• _WORK ORDER_
Please repeat the records exactly from their first line, finishing at the line containing "Part of the" and including it.

• _THE DATA_
PR #7087, opened 2026-06-08
fix(consensus/T3.4): make miner_header_keys composite migration atomic

Scottcjn:
## T3.4 — Atomic schema migration (de-risks the Friday catchup deploy)

Part of the consensus stabilization roadmap (`CONSENSUS_TRIAGE.md`, PR #6). HIGH severity.

### The fragility
The legacy single-PK → composite `(miner_id, pubkey_hex)` rebuild of `miner_header_keys` runs **RENAME → CREATE → INSERT → DROP**. A crash or error **after the RENAME but before the DROP** leaves the original table renamed to `*_legacy_single` with a fresh **empty** composite table in its place. On the next start the migration check sees the composite PK already present and **skips** — stranding every key in `*_legacy_single`. That table is the **block-header trust anchor**, so the failure mode is a *silent* loss of header-verification keys.

The old inline code relied on "SQLite DDL here is uncommitted until init_db's final commit" — true today, but fragile and version/transaction-state dependent.

### The fix
- Extract the migration into **`_migrate_miner_header_keys_composite(c)`** (testable in isolation).
- Wrap **RENAME → CREATE → INSERT → DROP in a SQLite `SAVEPOINT`**; `ROLLBACK TO` on any error undoes all four steps as a unit, restoring the original table intact for a clean retry.
- **`SAVEPOINT`, not `BEGIN IMMEDIATE`** — `init_db` has already run DML (the `epoch_state` settlement backfill) by this point, so a transaction may be open; a bare `BEGIN IMMEDIATE` would throw "cannot start a transaction within a transaction". `SAVEPOINT` nests cleanly inside an open transaction *and* opens one if none exists, and SQLite rolls back DDL inside transactions.
- Column-reconstruction + `INSERT OR IGNORE` copy logic is **byte-for-byte the prior inline code**, just relocated — migration eligibility unchanged, column-preserving behavior unchanged, fail-loud preserved (the original table is already restored before the error propagates).

### Why the "schema_version gate in money paths" half is deferred
A hard `schema_version` gate on money paths would **brick money ops on Friday's divergent-lineage nodes** that haven't bumped their `schema_version` — contradicting the very deploy it's meant to protect. A version gate is only safe to enforce *after* all nodes are known-current, so it belongs in a separate, post-Friday change. The atomic migration is the fleet-safe T3.4 deliverable.

### Tests (7, all green)
`node/tests/test_header_key_migration_atomic_t34.py`:
- happy path (legacy single-PK → composite, rows preserved), multi-device allowed after migration, extra-column preservation, idempotency on already-composite;
- **atomicity**: injected failure on `DROP` and on `CREATE` → original single-PK table + all rows restored, no `*_legacy_single` left behind, error re-raised;
- **retry-after-failure** completes cleanly (proves no half-migrated state strands data).

20 existing header-key-authorization + attest-challenge tests still pass.

### Review
Tri-brain (Codex security + GPT-OSS coherence + Grok regression), converged first loop — **Codex: no findings**. Grok's notes addressed inline:
- *"RELEASE durable early"* — a transaction is already open (init_db DML), so the SAVEPOINT nests and `RELEASE` merges into it (no early disk commit); and every later init step is idempotent (`CREATE IF NOT EXISTS`/`INSERT OR IGNORE`), so a partial-init crash completes on restart.
- *"crash/OOM rollback unproven"* — covered by SQLite's transactional DDL: the SAVEPOINT keeps all four steps in the uncommitted transaction, so power-loss/SIGKILL mid-migration is rolled back by the journal/WAL on next open. Strictly better than the old inline code for the crash case. The unit test covers the deterministically-simulatable Python-exception path.

### DIFF
--- a/node/rustchain_v2_integrated_v2.2.1_rip200.py
+++ b/node/rustchain_v2_integrated_v2.2.1_rip200.py
@@ -1510,6 +1510,68 @@ def _ensure_transfer_ledger_table(db):
     )
 
 
+def _migrate_miner_header_keys_composite(c):
+    """Idempotently upgrade a legacy single-column-PK ``miner_header_keys`` to the
+    composite ``(miner_id, pubkey_hex)`` PK so one wallet identity can hold a header
+    key per device (multi-device) instead of last-writer-wins overwriting (which broke
+    the non-last device's signed-header verification).
+
+    COLUMN-PRESERVING: production tables may carry extra columns (e.g. an ``added_at``
+    timestamp) absent from the canonical CREATE; the rebuild reconstructs every existing
+    column (type / NOT NULL / DEFAULT), so no column or row is dropped. Idempotent: only
+    rebuilds a table still carrying the old single-column ``PRIMARY KEY(miner_id)``.
+    Verified by a dry-run against a 247,619-row production snapshot.
+
+    T3.4 — ATOMIC: the RENAME→CREATE→INSERT→DROP rebuild is wrapped in a SAVEPOINT so it
+    is all-or-nothing regardless of the surrounding transaction state. Previously a crash
+    or error after the RENAME but before the DROP could leave the original table renamed
+    to ``*_legacy_single`` with a fresh EMPTY composite table in its place; on the next
+    start the migration check sees the composite PK already present and SKIPS, stranding
+    every key in ``*_legacy_single`` — a silent loss of the block-header trust anchor.
+    ``ROLLBACK TO`` restores the original table intact for a clean retry. (A SAVEPOINT,
+    not BEGIN IMMEDIATE: init_db has already run DML by this point, so a transaction may
+    be open; SAVEPOINT nests cleanly and still rolls back DDL in SQLite.)
+    """
+    _mhk_cols = c.execute("PRAGMA table_info(miner_header_keys)").fetchall()  # fetchall-ok: pragma-result
+    _mhk_pk = [col[1] for col in _mhk_cols if col[5]]  # col[5] = pk position (>0 means part of PK)
+    _mhk_names = [col[1] for col in _mhk_cols]
+    if not (_mhk_pk == ["miner_id"] and "miner_id" in _mhk_names and "pubkey_hex" in _mhk_names):
+        return  # already composite (or unexpected shape) — nothing to migrate
+
+    # Reconstruct each column's definition WITHOUT an inline PRIMARY KEY, then add a
+    # table-level composite PK. Defaults are always parenthesized — valid for literals
+    # AND expression defaults like (strftime('%s','now')), which PRAGMA returns without
+    # the surrounding parens.
+    _mhk_defs, _mhk_list = [], []
+    for _cid, _name, _ctype, _notnull, _dflt, _pk in _mhk_cols:
+        _d = '"%s" %s' % (_name, _ctype or "TEXT")
+        if _notnull:
+            _d += " NOT NULL"
+        if _dflt is not None:
+            _d += " DEFAULT (%s)" % _dflt
+        _mhk_defs.append(_d)
+        _mhk_list.append('"%s"' % _name)
+    _mhk_cols_sql = ", ".join(_mhk_defs)
+    _mhk_col_list = ", ".join(_mhk_list)
+
+    c.execute("SAVEPOINT mhk_composite_migrate")
+    try:
+        c.execute("ALTER TABLE miner_header_keys RENAME TO miner_header_keys_legacy_single")
+        c.execute("CREATE TABLE miner_header_keys (%s, PRIMARY KEY (miner_id, pubkey_hex))" % _mhk_cols_sql)
+        c.execute(
+            "INSERT OR IGNORE INTO miner_header_keys (%s) SELECT %s FROM miner_header_keys_legacy_single"
+            % (_mhk_col_list, _mhk_col_list)
+        )
+        c.execute("DROP TABLE miner_header_keys_legacy_single")
+    except Exception:
+        # Undo every step of the rebuild as a unit; the original table is restored.
+        c.execute("ROLLBACK TO mhk_composite_migrate")
+        c.execute("RELEASE mhk_composite_migrate")
+        raise
+    c.execute("RELEASE mhk_composite_migrate")
+    logging.info("[migrate] miner_header_keys upgraded to composite (miner_id, pubkey_hex) PK; preserved columns: %s" % _mhk_names)
+
+
 def init_db():
     """Initialize all database tables"""
     with closing(sqlite3.connect(DB_PATH)) as c:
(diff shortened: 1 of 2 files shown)


node/rustchain_v2_integrated_v2.2.1_rip200.py
```diff
@@ -1510,6 +1510,68 @@ def _ensure_transfer_ledger_table(db):
...
+
+    COLUMN-PRESERVING: production tables may carry extra columns (e.g. an ``added_at``
+    timestamp) absent from the canonical CREATE; the rebuild reconstructs every existing
+    column (type / NOT NULL / DEFAULT), so no column or row is dropped. Idempotent: only
+    rebuilds a table still carrying the old single-column ``PRIMARY KEY(miner_id)``.
+    Verified by a dry-run against a 247,619-row production snapshot.
+
+    T3.4 — ATOMIC: the RENAME→CREATE→INSERT→DROP rebuild is wrapped in a SAVEPOINT so it
+    is all-or-nothing regardless of the surrounding transaction state. Previously a crash
+    or error after the RENAME but before the DROP could leave the original table renamed
```
jdjioe5-cpu, line 1527: MEDIUM (doc-comment drift): the legacy comment at line 1876 ("SQLite DDL here is uncommitted until init_db's final commit") described the old transaction-wrapping model. After this refactor, the migration has its own SAVEPOINT rollback boundary independent of the outer init_db transaction, so the legacy comment is technically stale. The new docstring (lines 1527-1540) is correct. Worth a follow-up sweep to keep the legacy comment aligned with the new behavior.

jdjioe5-cpu (approved):
## Code Review — Scottcjn/Rustchain#7087

APPROVED. This is a high-quality refactor that converts a previously-inline, non-atomic migration into a properly-isolated, testable, all-or-nothing SAVEPOINT-wrapped function with a comprehensive regression test suite.

### Local validation

`python3 -m pytest node/tests/test_header_key_migration_atomic_t34.py -v` → **7/7 pass in 0.63s**:
- `test_migrates_legacy_single_pk_preserving_rows` ✓
- `test_multidevice_allowed_after_migration` ✓ (the whole point: one miner_id, multiple device keys)
- `test_preserves_extra_columns` ✓ (the production `added_at` column survives)
- `test_idempotent_on_already_composite` ✓ (re-running on an already-migrated DB is a no-op)
- `test_failure_mid_migration_rolls_back_intact` ✓ (DROP failure → original table restored)
- `test_failure_on_create_rolls_back_intact` ✓ (CREATE failure → original table restored)
- `test_retry_after_failure_succeeds` ✓ (clean retry after a failed attempt completes the migration)

The `_FailOn` connection-proxy is a clever test helper — it lets you inject a `sqlite3.OperationalError` at a specific DDL statement, which is exactly the surgical failure-injection you need to prove the SAVEPOINT restore works.

### Findings

**1. MEDIUM — the comment on line 1527 says "SQLite DDL here is uncommitted until init_db's final commit" but the new code uses SAVEPOINT, not the outer transaction (`node/rustchain_v2_integrated_v2.2.1_rip200.py:1527-1540`).**
The new docstring correctly explains "A SAVEPOINT, not BEGIN IMMEDIATE: init_db has already run DML by this point, so a transaction may be open; SAVEPOINT nests cleanly and still rolls back DDL in SQLite." That's the right move. The old comment on the migration block at line 1876 ("SQLite DDL here is uncommitted until init_db's final commit") was true for the old transaction-wrapping model but is technically incorrect now that the function uses its own SAVEPOINT. The migration now has its own rollback boundary independent of the outer init_db transaction. The docstring is correct; the legacy comment is stale (it was rewritten in this diff to point at the SAVEPOINT, so actually this is just a finding for a future maintainer sweep, not a blocker).

**2. LOW — `_mhk_cols` pragma query is a one-shot list, not a generator, and `_mhk_pk` is rebuilt for every call (`node/rustchain_v2_integrated_v2.2.1_rip200.py:1541-1543`).**
```python
_mhk_cols = c.execute("PRAGMA table_info(miner_header_keys)").fetchall()
_mhk_pk = [col[1] for col in _mhk_cols if col[5]]
_mhk_names = [col[1] for col in _mhk_cols]
```
The function is called once per `init_db()` (not per-row), so the per-call cost is negligible. This is a readability nit only: `_mhk_pk` and `_mhk_names` are both derived from `_mhk_cols`, so could be a single comprehension. Function works correctly; the test suite proves it.

**3. INFORMATIONAL — the new function is correctly extracted from the inline block (`node/rustchain_v2_integrated_v2.2.1_rip200.py:1513-1571`).**
The extraction is clean: function name documents the intent (`_migrate_miner_header_keys_composite`), parameters are minimal (just the connection), return value is implicit `None` (raises on failure), and the docstring is genuinely good (explains the column-preserving rebuild, the SAVEPOINT rationale, and the failure mode that motivated the change).

**4. INFORMATIONAL — `_migrate_miner_header_keys_composite` is module-private (`_` prefix) and not exported.**
The test imports the module via `importlib.util.spec_from_file_location` and accesses `_migrate_miner_header_keys_composite` directly. This is fine for an internal refactor, but a future maintainer who wants to call the migration from a CLI or admin endpoint would need to either export it (drop the `_` prefix) or re-import via `importlib`. Not a blocker.

**5. INFORMATIONAL — `logging.info(...)` is used for the success path; the error path uses `logging.error(...)` (`node/rustchain_v2_integrated_v2.2.1_rip200.py:1570-1882`).**
The error path also re-raises (preserved in this diff), so init_db fails loud and the operator sees the failure. Good fail-loud behavior.

**6. INFORMATIONAL — wider test collection reports 47 import-path errors in unrelated test modules (e.g. `sdk/tests/test_client_integration.py`, `tests/test_mining_video_pipeline.py`).**
These are pre-existing collection errors in the test discovery root, not caused by this PR. The targeted test file `test_header_key_migration_atomic_t34.py` collects and passes 7/7 cleanly. The 47 errors are worth a follow-up issue but should not block this PR.

### Verdict

APPROVED. The refactor is well-scoped, the SAVEPOINT wrap is correctly implemented (handles the failure modes that the old code missed), the docstring captures the rationale, and the new regression test suite is comprehensive (happy path, idempotency, extra-column preservation, multi-device allow-after-migration, and three failure-injection scenarios proving the rollback). 7/7 tests pass locally.

**Bounty: #73 (Code Review Bounty Program) — first substantive reviewer.**

Ref: Scottcjn/Rustchain#7087 @ `b0131d72`

jaxint (commented):
LGTM 👍

jaxint (commented):
Nice changes! Appreciate the clean approach. 🚀

jaxint (commented):

jaxint (commented):

---

daviediao-code (approved):
## Code Review - PR #7087: T3.4 atomic miner_header_keys composite migration

Reviewer: hakkaboy (Hermes Agent)

### Problem
Legacy single-column PRIMARY KEY on miner_header_keys caused last-writer-wins overwriting when one wallet had multiple devices. Multi-device signed-header verification was broken.

### Solution
Migration to composite (miner_id, pubkey_hex) PRIMARY KEY.

### T3.4 Atomic Fix
Previous RENAME→CREATE→INSERT→DROP rebuild had a failure window: crash after RENAME but before DROP leaves a renamed *legacy_single table with an empty new table. On restart, migration check sees composite PK already exists → SKIPS → all keys stranded in legacy table. Silent loss of block-header trust anchor.

Fix: SAVEPOINT wrap makes the rebuild all-or-nothing. ROLLBACK TO restores original table intact for clean retry.

### Code Quality
- Column-preserving: extra columns (e.g., added_at) are reconstructed — no data loss
- Idempotent: only rebuilds tables still carrying the old single-column PK
- Tested with injected failure proxy that trips on specific SQL statements
- 146-line regression test suite

### Verdict: APPROVE

---
Review submitted via RTC bounty program — Bounty #73
Wallet: github-hakkaboy

jaxint:
## 🔍 PR Review

### ✅ What looks good:

### 💡 Suggestions:

---

jaxint (commented):
Great work! 👍

---

jaxint (commented):
Nice work!

BossChaos (approved):
## ✅ Code Review: APPROVED — make miner_header_keys composite migration atomic

### Summary
Rewrites `miner_header_keys` as a composite (multi-column) key with atomic migration. 146 lines of test coverage added.

### Key observations:
- Composite key approach is correct for multi-dimensional routing
- Atomic migration via transaction prevents partial writes
- `test_header_key_migration_atomic_t34.py` provides comprehensive coverage

### Verdict: **APPROVED** ✅

---
*Bounty claim: Code Review Bounty #73 | Wallet: `{WALLET}`*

• _EXERCISE SOLUTION_
PR #7087, opened 2026-06-08
fix(consensus/T3.4): make miner_header_keys composite migration atomic

Scottcjn:
## T3.4 — Atomic schema migration (de-risks the Friday catchup deploy)

Part of the consensus stabilization roadmap (`CONSENSUS_TRIAGE.md`, PR #6). HIGH severity.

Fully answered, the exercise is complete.